My question is, what frequency range should be used? Do you use?

The above graphs shows in black the full bandwidth while the blue shows 450hz - 5.6k. I used 200us smoothing for comparative purposes. Unsmoothed ETC's show the same sort of spread, about 5db in most places.

Whats disturbing to me the how much the magnitude changes. Is this suppose to work this way? Does it change like this in other software?
Good questions and I wondered exactly the same untill I red Tooles book and also asked a number of AES & Syn Aud Con guys about it.

You cannot estimate level from ETC unless same spectrum of e.g.direct and reflection.

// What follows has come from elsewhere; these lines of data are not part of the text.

PR #4399, opened 2023-09-20
Add M125

3d-gussner:
Added M125 with few parameters to set XYZ positions.

There have been requests by the community to allow to change the pause/park position.

During testing the pausing a XY crash would recover the print without reseting the pause state.
Fixed it by checking if printer is in pausing/paused state before trying the recovery.
If the hotend crashes during pausing it will try to home X Y only and not pause at PAUSE POS but recovers correctly.
Tested on MK404 with `lite with Quad_HR`
- Normal pause :heavy_check_mark:
- `M125 X254 Y212.5 Z210` :heavy_check_mark:
- `M125 X254 Y212.5 Z210` and causing a X crash during printer pauses :heavy_check_mark:

The print always continues where it paused in first place, even with the forced X crash, 

Todo
- [X] Check XYZ don't exceed MIN MAX XY positions and limits
- [ ] Update RepRap Wiki

### DIFF
--- a/Firmware/Marlin.h
+++ b/Firmware/Marlin.h
@@ -232,7 +232,6 @@ extern int feedmultiply;
 extern int extrudemultiply; // Sets extrude multiply factor (in percent) for all extruders
 extern float extruder_multiplier[EXTRUDERS]; // reciprocal of cross-sectional area of filament (in square millimeters), stored this way to reduce computational burden in planner
 extern float current_position[NUM_AXIS] ;
-extern float pause_position[3];
 extern float destination[NUM_AXIS] ;
 extern float min_pos[3];
 extern float max_pos[3];
--- a/Firmware/Marlin.h
+++ b/Firmware/Marlin.h
@@ -232,6 +232,7 @@ extern int feedmultiply;
 extern int extrudemultiply; // Sets extrude multiply factor (in percent) for all extruders
 extern float extruder_multiplier[EXTRUDERS]; // reciprocal of cross-sectional area of filament (in square millimeters), stored this way to reduce computational burden in planner
 extern float current_position[NUM_AXIS] ;
+extern float pause_position[3];
 extern float destination[NUM_AXIS] ;
 extern float min_pos[3];
 extern float max_pos[3];
--- a/Firmware/Marlin_main.cpp
+++ b/Firmware/Marlin_main.cpp
@@ -7705,21 +7705,15 @@ Sigma_Exit:
     case 125:
     case 601:
     {
-        float temp_pause_position[3] = { X_PAUSE_POS, Y_PAUSE_POS, Z_PAUSE_LIFT };
+        // Set default values
+        pause_position[X_AXIS] = X_PAUSE_POS;
+        pause_position[Y_AXIS] = Y_PAUSE_POS;
+        pause_position[Z_AXIS] = Z_PAUSE_LIFT;
+
         for (uint8_t axis = 0; axis < E_AXIS; axis++) {
-          if (code_seen(axis_codes[axis])) temp_pause_position[axis] = code_value();
-        }
-        //Check that the X pause position is within printer limits
-        if ((temp_pause_position[X_AXIS] >= X_MIN_POS) && (temp_pause_position[X_AXIS] <= X_MAX_POS-1)) {
-            pause_position[X_AXIS] = temp_pause_position[X_AXIS];
+          if (code_seen(axis_codes[axis])) {
+            pause_position[axis] = constrain(code_value(), min_pos[axis], max_pos[axis]);
           }
-        //Check that the Y pause position is within printer limits
-        if ((temp_pause_position[Y_AXIS] >= Y_MIN_POS) && (temp_pause_position[Y_AXIS] <= Y_MAX_POS-1)) {
-          pause_position[Y_AXIS] = temp_pause_position[Y_AXIS];
-        }
-        //Check that the Z lift position is within printer limits
-        if (temp_pause_position[Z_AXIS] <=Z_MAX_POS) {
-          pause_position[Z_AXIS] = temp_pause_position[Z_AXIS];
         }
 
         if (code_seen('S')) {
--- a/Firmware/Marlin_main.cpp
+++ b/Firmware/Marlin_main.cpp
@@ -200,6 +200,8 @@ float min_pos[3] = { X_MIN_POS, Y_MIN_POS, Z_MIN_POS };
 float max_pos[3] = { X_MAX_POS, Y_MAX_POS, Z_MAX_POS };
 bool axis_known_position[3] = {false, false, false};
 
+float pause_position[3] = { X_PAUSE_POS, Y_PAUSE_POS, Z_PAUSE_LIFT };
+
 uint8_t fanSpeed = 0;
 uint8_t newFanSpeed = 0;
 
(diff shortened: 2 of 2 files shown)


Firmware/Marlin_main.cpp
```diff
@@ -7601,16 +7603,50 @@ SERIAL_PROTOCOLPGM("\n\n");
...
+     - `Z` - Z raise before park (otherwise Z_PAUSE_LIFT 20) these are saved until change or reset.
+     - `S` - Set values [S0 = set to default values | S1 = sset values only without pausing]
     */
     /*!
     ### M25 - Pause SD print <a href="https://reprap.org/wiki/G-code#M25:_Pause_SD_print">M25: Pause SD print</a>
     */
     case 25:
+    case 125:
     case 601:
     {
```
gudnimg, line 7720: Assigning `uint8_t` values to `float` array? This seems counterintuitive to me.

Firmware/Marlin_main.cpp
```diff
@@ -7601,16 +7603,50 @@ SERIAL_PROTOCOLPGM("\n\n");
...
+        if (code_seen('X')) pause_position[1] = code_value();
+        if (code_seen('Y')) pause_position[2] = code_value();
+        if (code_seen('Z')) pause_position[3] = code_value();
```
gudnimg: This saves 22 bytes:

```c
for (uint8_t axis = 0; axis < E_AXIS; axis++)
{
      if (code_seen(axis_codes[axis])) pause_position[axis] = code_value();
}
```

Firmware/Marlin_main.cpp
```diff
@@ -7601,16 +7603,50 @@ SERIAL_PROTOCOLPGM("\n\n");
...
+        if (code_seen('S')) {
+            if ( code_value_uint8() == 0 ) {
+                pause_position[1] = X_PAUSE_POS;
+                pause_position[2] = Y_PAUSE_POS;
+                pause_position[3] = Z_PAUSE_LIFT;
```
gudnimg: `pause_position[3]` is accessing memory outside the array. I'm a bit surprised there is no compiler warning raised.

Code probably should be:

```c
pause_position[X_AXIS] = X_PAUSE_POS;
pause_position[Y_AXIS] = Y_PAUSE_POS;
pause_position[Z_AXIS] = Z_PAUSE_LIFT;
```

Firmware/Marlin_main.cpp
3d-gussner: Can't do that as I now check the limits of the printer

Firmware/Marlin_main.cpp
```diff
@@ -7638,16 +7640,72 @@ SERIAL_PROTOCOLPGM("\n\n");
...
     /*!
     ### M25 - Pause SD print <a href="https://reprap.org/wiki/G-code#M25:_Pause_SD_print">M25: Pause SD print</a>
     */
     case 25:
+    case 125:
     case 601:
     {
+        if (code_seen('X')) {
+          //Check that the X pause position is within printer limits
+          if ((code_value() >= X_MIN_POS) && (code_value() <= X_MAX_POS-1)) {
```
gudnimg: Why -1?

Firmware/Marlin_main.cpp
```diff
@@ -7638,16 +7640,72 @@ SERIAL_PROTOCOLPGM("\n\n");
...
+            pause_position[X_AXIS] = code_value();
+          } else pause_position[X_AXIS] = X_PAUSE_POS;
```
gudnimg: The code can be simplified a lot by defining a temporary `float temp_pause_position[3] = { X_PAUSE_POS, Y_PAUSE_POS, Z_PAUSE_LIFT };` then the `else` statements are not needed. 

And finally call `memcpy(pause_position, temp_pause_position, sizeof(pause_position);` to modify `pause_position` only once. 

We can also save some space by calling `code_value()` less.  You call it 3 times for each axis, I suspect its better to save it in a variable.

Firmware/Marlin_main.cpp
3d-gussner: In MK404 the `M125 X255` causes a crash and I just wanted to eliminate that may happen on real hardware as well.
Selftest on my MK3S shows
```
Recv: Measured axis length:255.570
Recv: Measured axis length:255.570
Recv: Axis length difference:0.000

Recv: Measured axis length:220.370
Recv: Measured axis length:220.690
Recv: Axis length difference:0.320
```

So my printer would not crash with `M125 X255` but others may

Firmware/Marlin_main.cpp
```diff
@@ -7672,24 +7672,23 @@ SERIAL_PROTOCOLPGM("\n\n");
...
-        if (code_seen('Z')) {
-          //Check that the Z pause lift is within printer limits
-          if (code_value() <=Z_MAX_POS) {
-            pause_position[Z_AXIS] = code_value();
-          } else pause_position[Z_AXIS] = Z_PAUSE_LIFT;
+        //Check that the Z lift position is within printer limits
+        if (temp_pause_position[Z_AXIS] <=Z_MAX_POS) {
+          pause_position[Z_AXIS] = temp_pause_position[Z_AXIS];
         }
+
```
gudnimg: @3d-gussner 
Replacing all this, with this:

```cpp
        // Set default values
        pause_position[X_AXIS] = X_PAUSE_POS;
        pause_position[Y_AXIS] = Y_PAUSE_POS;
        pause_position[Z_AXIS] = Z_PAUSE_LIFT;

        for (uint8_t axis = 0; axis < E_AXIS; axis++) {
          if (code_seen(axis_codes[axis])) {
            pause_position[axis] = constrain(code_value(), min_pos[axis], max_pos[axis]);
          }
        }
```

Saves 66 bytes of Flash, and 12 bytes of SRAM

I'm assuming here we can use `min_pos` and `max_pos` arrays.

Firmware/Marlin.h
```diff
@@ -232,6 +232,7 @@ extern int feedmultiply;
 extern int extrudemultiply; // Sets extrude multiply factor (in percent) for all extruders
 extern float extruder_multiplier[EXTRUDERS]; // reciprocal of cross-sectional area of filament (in square millimeters), stored this way to reduce computational burden in planner
 extern float current_position[NUM_AXIS] ;
+extern float pause_position[3];
```
gudnimg: Please remove this. `pause_position` is not used in any other files than `Marlin_main.cpp`

The `extern` is used for variables here only if you want to use the variable in other `.cpp` files. In my opinion it is generally a bad practice and should be avoided if possible.

Firmware/Marlin_main.cpp
```diff
@@ -200,6 +200,8 @@ float min_pos[3] = { X_MIN_POS, Y_MIN_POS, Z_MIN_POS };
 float max_pos[3] = { X_MAX_POS, Y_MAX_POS, Z_MAX_POS };
 bool axis_known_position[3] = {false, false, false};
 
+float pause_position[3] = { X_PAUSE_POS, Y_PAUSE_POS, Z_PAUSE_LIFT };
```
gudnimg: Make this `static float` 

The `static` will tell the compiler the `pause_position` symbol only exists within `Marlin_main` object.

gudnimg (changes requested):

3d-gussner:
@gudnimg Thanks for the help and code optimization. Please review the PR again.
Added some documentation and neither `S0` or `S1` pause the printer.

gudnimg (approved):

I’ll take the oportunity to present my view (understanding?) just to check if I got it reasonable right.
(I am not a math guy or programmer)

An Envelope Time Curve (ETC) has a white spectrum weighting to it.
E.g. equal energy per Hz. (It "favours" hi frequncies) On the ETC you see a lot of treble and the magnitude is falling towards low frequencies.

If you post process the impulse with a pink filter first (-3dB/oct slope) you can then filter it again with 1/1 octave or 1/3 octave etcetera.
This is done inside the program.

The attached diagram (WinMLS) is an overlay of three bandpass filtered ETC:s without normalizing. Note that mid and lo frequencies are ”later” and lower in magnitude.(Spread out) Small Genelec 1029 at 0.75 m distance. Ceiling and floor reflections together after Direct.

(the lowest green curve is difficult to see. Ill try to find a better image but you may be get my point anyway)

Note: The magnitude of individual frequency bands are still uncertain because we are in the timedomain and lower frequencies are less defined in time.

Layman descripion. Your turn…

May be JohnPM or Chris Liscio can comment

Chers

ake
Attached Images
File Type: jpg 1029 on Radio Table Metzy.jpg (99.5 KB, 520 views)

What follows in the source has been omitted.